The Quality of the Relationship Between Persons with Dementia and Their Family Caregivers

BPSD-related distress seems to be directly influenced by caregiver reactivity to BPSD, burden, competence, and relationship quality [72]. BPSD are major threats to the quality of long-standing relationships between patients and their spouses, children, or significant others who become caregivers. Moreover, if the prior quality of their relationship was poor, the road is paved for worsening strain and further BPSD, as reactive to interpersonal issues. These caregivers easily misinterpret agitated behavior as purposefully provocative and worsen the situation by replying with anger, whereas if relationships were good prior to the onset of dementia, caregivers tend to be less critical [51, 73]. De Vugt et al. reported that it is patients’ passive behavior (e.g., apathy), rather than excessive behavior, that has the greatest impact on the deterioration of the marital relationship [74].
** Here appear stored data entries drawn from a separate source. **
PR #11202, opened 2025-09-22
allow teleport back and tag support and bug fix

Raycoms:
Closes #
Closes #

- Fix an accepting request bug which didn't invert order
- Allow opening tp window for non perm players
- Allow tp if permission is set
- Teleport to gate tag pos.

## Testing

Review please

### DIFF
--- a/src/main/java/com/minecolonies/core/blocks/huts/BlockHutGateHouse.java
+++ b/src/main/java/com/minecolonies/core/blocks/huts/BlockHutGateHouse.java
@@ -1,6 +1,7 @@
 package com.minecolonies.core.blocks.huts;
 
 import com.minecolonies.api.blocks.AbstractBlockHut;
+import com.minecolonies.api.colony.IColony;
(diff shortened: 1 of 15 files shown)


src/main/java/com/minecolonies/core/blocks/huts/BlockHutGateHouse.java
```diff
@@ -31,4 +44,43 @@ public BuildingEntry getBuildingEntry()
...
+        final Level worldIn,
+        final BlockPos pos,
+        final Player player,
+        final InteractionHand hand,
+        final BlockHitResult ray)
+    {
+       /*
+        If the world is client, open the gui of the building
+         */
+        if (worldIn.isClientSide)
```
someaddons, line 68: need to check permissions on serverside here then and deny interaction since canRightClickWithoutPermissions  makes it skip the existing ones

someaddons (approved):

It is worth coming back to EE in order to emphasize how circularities also apply here. The impact of EE on patients is crystal clear: when caregiver communication conveys strong negative feelings, patients may experience, e.g., stress, fear, or anger and display negative feedbacks. Caregivers may then experience rejection, embarrassment, or other unpleasant emotions, leading to a vicious circle of negative interactions [45].
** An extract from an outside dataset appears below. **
PR #11203, opened 2025-09-23
Some necessary de-fuckery of the window logic

Thodor12:
- General cleanup of some of the module window code (note: no actual modifications were made)
- Firstly, all of the windows now are required to pass a proper ResourceLocation as the window identifier, no more strings!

Fearon and colleagues discussed different ways in which this EE concept could help understand the importance of relationship quality in dementia [73]. They suggested that the protective effect of previously high quality relationships may be compromised when intimacy in the current relationship becomes low. Intimacy does indeed tend to diminish as cognitive impairment progresses, making it difficult for the patient to remain a reliable confident, to express affection as previously, or to participate in family conflict resolution when hostility ensues. On the other hand, poor past relationships also lead to EE, as caregivers feel trapped in caregiving, and unsolved relational issues are reactivated. Eisdorfer postulated equity (reciprocity) as one of the principal motivations for caregiving in dementia [75]. However, some caregivers are unable to see their situation as an opportunity to repay past kindness they did not in fact experience. Fearon et al. suggest that high EE is characteristic of low intimacy caregiver-patient relationships, stating that “in addition to high EE attitudes causing problems in the interpersonal relationship, they may also be reactive to them” [73].
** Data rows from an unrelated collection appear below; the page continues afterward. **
PR #11205, opened 2025-09-23
Reusable module templates

Thodor12:
- Dependent on #11203 
- Introduces a template system that allows a player to configure templates or presets of configuration on certain modules per type of building, this works on the following modules:
  - Minimum stock
  - Item lists
  - Entity lists
  - Restaurant menu
  - Settings
- Templates can be accessed by clicking a new tab on the right of the window, this tab will only appear for modules that implement the new `ITemplateModule`
- A player can create new templates by filling the input and clicking the add icon, which will create a new template based on the current configuration of the module
- Other buildings can then opt to "use" the template, which will overwrite it's configuration based on the template
- Any building may overwrite a template by clicking on save, which will automatically synchronize the configuration across all tracking buildings
- Templates can be removed by pressing the X

2025-09-23 18_51_55-Window
2025-09-23 18_50_57-Window

## Implementation details
- Two new interfaces must be implemented on both the SERVER and CLIENT: `ITemplateModule` and `ITemplateModuleView`
- This only requires both sides to implement the `getTemplateStorageId()` method, **the values that the server and client return must be identical!!**
- The module must already implement `IPersistentModule`, if not you must implement the (de)serialize methods
- Nothing else is required for starters, however it can be further customized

Other insights come from Kitwood’s views on dementia caregiving [31]. Positive caregiving environments require emotional availability, empathic understanding of the needs of the person with dementia, and acceptance of the validity of their experience. “Non-acceptance” strategies appear to predict worse outcomes than “supporting” strategies that adapt to the patient [76]. The “investment model” suggests that interdependence is felt as commitment to a relationship through both good and bad times, implying investments that include sacrifice for one’s partner [35].